** Task to complete **
Collect the lines of the entries where "import" shows up.
___ Material shown ___
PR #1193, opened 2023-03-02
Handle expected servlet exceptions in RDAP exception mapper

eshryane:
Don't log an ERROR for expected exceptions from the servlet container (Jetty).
___
___ Material shown ___
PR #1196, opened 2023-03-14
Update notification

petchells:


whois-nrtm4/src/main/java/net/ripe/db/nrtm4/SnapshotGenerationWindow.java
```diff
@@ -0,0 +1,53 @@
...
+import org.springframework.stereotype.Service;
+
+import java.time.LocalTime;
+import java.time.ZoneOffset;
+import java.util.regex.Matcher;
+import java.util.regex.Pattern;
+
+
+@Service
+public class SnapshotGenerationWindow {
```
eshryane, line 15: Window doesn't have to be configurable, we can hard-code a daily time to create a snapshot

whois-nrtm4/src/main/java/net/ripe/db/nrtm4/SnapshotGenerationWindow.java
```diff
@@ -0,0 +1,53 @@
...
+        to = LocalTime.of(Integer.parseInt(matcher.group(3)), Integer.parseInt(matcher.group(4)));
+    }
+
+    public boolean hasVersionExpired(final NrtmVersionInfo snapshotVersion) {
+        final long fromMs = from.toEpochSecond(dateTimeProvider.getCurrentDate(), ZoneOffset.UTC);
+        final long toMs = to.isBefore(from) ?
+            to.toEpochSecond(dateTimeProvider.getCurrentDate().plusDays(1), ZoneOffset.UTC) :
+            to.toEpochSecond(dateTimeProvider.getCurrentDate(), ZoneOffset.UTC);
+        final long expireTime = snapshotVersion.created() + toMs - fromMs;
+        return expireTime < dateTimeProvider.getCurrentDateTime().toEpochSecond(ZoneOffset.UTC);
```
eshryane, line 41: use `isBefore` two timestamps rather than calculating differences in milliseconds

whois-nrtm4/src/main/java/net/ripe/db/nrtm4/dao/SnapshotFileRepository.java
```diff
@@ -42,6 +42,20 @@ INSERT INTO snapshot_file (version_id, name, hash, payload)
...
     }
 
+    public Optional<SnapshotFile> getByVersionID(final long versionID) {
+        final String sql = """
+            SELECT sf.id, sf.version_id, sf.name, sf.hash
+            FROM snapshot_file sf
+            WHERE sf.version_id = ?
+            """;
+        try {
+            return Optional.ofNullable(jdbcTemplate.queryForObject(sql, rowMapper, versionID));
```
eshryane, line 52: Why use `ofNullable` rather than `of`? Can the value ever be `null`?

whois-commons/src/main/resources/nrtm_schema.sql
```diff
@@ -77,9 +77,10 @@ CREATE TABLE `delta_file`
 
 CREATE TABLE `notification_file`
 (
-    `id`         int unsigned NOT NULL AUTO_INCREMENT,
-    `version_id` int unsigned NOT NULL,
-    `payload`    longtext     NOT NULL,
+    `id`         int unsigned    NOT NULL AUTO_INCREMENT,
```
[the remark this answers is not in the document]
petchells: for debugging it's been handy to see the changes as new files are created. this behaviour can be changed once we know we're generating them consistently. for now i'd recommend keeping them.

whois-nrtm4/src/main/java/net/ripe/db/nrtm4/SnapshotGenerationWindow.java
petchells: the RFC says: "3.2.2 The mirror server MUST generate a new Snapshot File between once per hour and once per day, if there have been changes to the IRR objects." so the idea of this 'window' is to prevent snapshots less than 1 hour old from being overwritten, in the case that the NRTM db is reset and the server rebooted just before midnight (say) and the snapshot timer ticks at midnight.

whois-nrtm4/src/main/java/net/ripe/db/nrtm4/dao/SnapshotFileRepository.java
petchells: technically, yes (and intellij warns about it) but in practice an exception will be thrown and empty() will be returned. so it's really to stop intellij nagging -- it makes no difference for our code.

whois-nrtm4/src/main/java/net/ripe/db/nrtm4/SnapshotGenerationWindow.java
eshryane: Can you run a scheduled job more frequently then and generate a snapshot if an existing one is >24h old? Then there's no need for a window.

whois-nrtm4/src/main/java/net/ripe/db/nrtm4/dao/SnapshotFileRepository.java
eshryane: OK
___
___ Material shown ___
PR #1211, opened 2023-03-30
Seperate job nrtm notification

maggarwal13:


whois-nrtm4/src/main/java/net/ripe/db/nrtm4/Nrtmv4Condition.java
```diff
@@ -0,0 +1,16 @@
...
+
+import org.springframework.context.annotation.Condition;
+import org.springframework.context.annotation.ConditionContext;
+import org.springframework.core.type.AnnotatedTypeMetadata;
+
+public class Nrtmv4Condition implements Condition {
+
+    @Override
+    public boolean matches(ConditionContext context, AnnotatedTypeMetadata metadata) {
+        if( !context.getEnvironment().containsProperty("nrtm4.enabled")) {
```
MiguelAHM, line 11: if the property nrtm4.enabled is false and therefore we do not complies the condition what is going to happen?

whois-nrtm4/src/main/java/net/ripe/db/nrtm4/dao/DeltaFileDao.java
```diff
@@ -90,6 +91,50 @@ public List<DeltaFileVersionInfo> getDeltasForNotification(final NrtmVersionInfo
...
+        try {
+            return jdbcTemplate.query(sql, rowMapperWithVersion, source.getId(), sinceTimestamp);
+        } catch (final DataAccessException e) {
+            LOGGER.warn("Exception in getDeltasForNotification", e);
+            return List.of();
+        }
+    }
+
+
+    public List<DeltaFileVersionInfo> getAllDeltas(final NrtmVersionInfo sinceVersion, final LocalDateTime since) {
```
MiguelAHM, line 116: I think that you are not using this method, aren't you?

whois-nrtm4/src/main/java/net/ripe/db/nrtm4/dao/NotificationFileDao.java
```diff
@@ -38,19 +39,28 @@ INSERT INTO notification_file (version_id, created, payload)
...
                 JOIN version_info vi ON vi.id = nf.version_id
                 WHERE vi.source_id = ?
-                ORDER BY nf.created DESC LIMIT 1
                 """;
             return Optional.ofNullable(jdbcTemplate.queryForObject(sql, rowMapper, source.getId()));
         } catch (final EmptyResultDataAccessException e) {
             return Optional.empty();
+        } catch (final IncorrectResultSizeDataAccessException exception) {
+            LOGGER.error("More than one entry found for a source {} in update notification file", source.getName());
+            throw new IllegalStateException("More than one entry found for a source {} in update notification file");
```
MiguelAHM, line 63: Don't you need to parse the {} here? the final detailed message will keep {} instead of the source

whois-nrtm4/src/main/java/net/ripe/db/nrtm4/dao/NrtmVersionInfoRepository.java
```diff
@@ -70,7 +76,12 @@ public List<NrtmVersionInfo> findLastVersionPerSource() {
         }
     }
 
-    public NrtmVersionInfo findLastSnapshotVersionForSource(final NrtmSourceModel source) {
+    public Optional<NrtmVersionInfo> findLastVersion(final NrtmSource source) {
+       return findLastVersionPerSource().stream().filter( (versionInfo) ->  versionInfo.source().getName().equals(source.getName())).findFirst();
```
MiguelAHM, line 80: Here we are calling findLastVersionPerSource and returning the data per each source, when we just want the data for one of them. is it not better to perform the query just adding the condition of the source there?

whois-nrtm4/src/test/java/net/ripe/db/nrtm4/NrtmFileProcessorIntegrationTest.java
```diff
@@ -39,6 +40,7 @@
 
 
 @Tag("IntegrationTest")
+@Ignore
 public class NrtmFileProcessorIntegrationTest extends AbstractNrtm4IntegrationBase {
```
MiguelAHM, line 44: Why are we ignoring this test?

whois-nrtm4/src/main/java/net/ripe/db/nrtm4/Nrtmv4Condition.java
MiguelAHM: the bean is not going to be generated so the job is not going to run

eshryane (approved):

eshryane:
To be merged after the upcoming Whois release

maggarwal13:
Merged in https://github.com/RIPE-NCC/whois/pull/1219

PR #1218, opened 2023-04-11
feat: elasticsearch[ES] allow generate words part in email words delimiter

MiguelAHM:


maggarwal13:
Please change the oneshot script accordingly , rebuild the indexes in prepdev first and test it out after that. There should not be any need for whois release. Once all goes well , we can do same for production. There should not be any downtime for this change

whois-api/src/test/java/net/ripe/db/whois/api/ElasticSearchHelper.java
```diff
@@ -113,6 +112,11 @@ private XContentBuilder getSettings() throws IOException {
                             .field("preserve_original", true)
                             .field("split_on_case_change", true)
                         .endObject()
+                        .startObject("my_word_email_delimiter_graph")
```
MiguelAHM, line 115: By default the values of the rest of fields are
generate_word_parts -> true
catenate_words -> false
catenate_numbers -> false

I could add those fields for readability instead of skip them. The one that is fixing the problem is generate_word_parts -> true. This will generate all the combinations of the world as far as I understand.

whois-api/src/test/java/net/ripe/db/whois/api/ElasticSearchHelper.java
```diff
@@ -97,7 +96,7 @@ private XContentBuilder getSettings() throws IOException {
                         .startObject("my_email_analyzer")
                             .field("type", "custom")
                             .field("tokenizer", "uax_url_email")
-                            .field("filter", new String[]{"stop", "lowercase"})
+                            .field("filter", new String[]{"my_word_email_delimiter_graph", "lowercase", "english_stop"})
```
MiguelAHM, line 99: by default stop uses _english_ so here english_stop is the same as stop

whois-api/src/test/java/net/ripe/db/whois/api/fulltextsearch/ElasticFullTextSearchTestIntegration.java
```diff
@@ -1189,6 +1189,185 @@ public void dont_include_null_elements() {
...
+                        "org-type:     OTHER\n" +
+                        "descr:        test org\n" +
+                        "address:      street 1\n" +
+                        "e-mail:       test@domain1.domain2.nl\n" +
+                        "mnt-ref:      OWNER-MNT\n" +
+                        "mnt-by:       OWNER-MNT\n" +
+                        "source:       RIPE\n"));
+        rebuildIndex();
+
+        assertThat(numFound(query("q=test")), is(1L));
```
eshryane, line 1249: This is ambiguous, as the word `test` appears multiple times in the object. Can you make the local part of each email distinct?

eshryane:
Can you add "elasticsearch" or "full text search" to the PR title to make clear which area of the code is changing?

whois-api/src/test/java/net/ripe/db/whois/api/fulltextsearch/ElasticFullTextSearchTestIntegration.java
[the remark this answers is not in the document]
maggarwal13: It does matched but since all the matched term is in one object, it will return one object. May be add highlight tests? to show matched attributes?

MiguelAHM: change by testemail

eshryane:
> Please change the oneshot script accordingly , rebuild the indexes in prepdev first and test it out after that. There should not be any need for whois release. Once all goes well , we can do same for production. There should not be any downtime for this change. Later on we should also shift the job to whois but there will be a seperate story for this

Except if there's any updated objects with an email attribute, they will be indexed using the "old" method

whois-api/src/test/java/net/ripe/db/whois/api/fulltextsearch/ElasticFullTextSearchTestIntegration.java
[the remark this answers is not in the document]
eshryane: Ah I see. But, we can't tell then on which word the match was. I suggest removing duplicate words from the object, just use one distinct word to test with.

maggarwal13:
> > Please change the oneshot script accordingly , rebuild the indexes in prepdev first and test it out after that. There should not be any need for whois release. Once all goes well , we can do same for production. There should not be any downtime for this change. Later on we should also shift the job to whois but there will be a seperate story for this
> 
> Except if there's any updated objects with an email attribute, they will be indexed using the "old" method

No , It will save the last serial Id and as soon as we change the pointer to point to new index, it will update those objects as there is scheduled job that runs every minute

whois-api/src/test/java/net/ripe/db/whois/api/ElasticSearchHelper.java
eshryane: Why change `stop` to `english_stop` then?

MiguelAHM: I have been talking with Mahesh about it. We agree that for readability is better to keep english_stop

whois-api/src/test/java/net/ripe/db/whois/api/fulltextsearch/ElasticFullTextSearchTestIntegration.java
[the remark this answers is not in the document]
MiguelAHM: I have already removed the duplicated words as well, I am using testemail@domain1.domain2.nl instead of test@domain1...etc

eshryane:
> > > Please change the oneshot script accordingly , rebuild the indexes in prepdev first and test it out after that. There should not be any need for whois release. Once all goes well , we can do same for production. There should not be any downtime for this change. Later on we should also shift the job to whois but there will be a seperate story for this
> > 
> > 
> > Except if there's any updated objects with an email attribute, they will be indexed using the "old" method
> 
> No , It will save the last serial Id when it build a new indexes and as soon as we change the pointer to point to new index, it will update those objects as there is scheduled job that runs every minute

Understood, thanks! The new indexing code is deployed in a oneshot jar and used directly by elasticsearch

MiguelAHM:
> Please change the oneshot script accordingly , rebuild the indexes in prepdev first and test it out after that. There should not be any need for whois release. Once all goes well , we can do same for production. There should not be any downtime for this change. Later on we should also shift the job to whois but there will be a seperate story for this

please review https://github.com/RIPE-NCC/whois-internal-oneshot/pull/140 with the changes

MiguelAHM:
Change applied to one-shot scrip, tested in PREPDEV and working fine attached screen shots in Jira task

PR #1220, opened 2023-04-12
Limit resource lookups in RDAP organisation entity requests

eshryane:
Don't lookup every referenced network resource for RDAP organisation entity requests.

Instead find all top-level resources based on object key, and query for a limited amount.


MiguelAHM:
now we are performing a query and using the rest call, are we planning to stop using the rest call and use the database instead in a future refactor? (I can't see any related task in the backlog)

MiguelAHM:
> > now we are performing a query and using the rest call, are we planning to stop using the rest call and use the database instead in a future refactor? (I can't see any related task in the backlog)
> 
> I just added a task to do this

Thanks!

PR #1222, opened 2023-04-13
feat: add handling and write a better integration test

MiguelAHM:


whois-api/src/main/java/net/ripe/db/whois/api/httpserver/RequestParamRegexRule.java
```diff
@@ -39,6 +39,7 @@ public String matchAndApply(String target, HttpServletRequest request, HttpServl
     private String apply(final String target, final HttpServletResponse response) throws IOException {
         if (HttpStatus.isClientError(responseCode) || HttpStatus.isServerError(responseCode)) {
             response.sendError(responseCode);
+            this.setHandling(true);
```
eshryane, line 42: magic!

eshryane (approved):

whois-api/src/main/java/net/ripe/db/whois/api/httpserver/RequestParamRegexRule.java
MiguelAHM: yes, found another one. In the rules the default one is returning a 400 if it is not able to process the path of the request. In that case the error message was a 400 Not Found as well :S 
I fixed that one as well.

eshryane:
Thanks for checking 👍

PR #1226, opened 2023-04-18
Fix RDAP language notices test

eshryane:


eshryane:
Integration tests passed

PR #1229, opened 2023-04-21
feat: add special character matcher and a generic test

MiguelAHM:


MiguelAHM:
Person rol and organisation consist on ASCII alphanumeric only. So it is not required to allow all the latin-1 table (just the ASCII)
___
** Reply **
+import org.springframework.stereotype.Service;
+import java.time.LocalTime;
+import java.time.ZoneOffset;
+import java.util.regex.Matcher;
+import java.util.regex.Pattern;
+import org.springframework.context.annotation.Condition;
+import org.springframework.context.annotation.ConditionContext;
+import org.springframework.core.type.AnnotatedTypeMetadata;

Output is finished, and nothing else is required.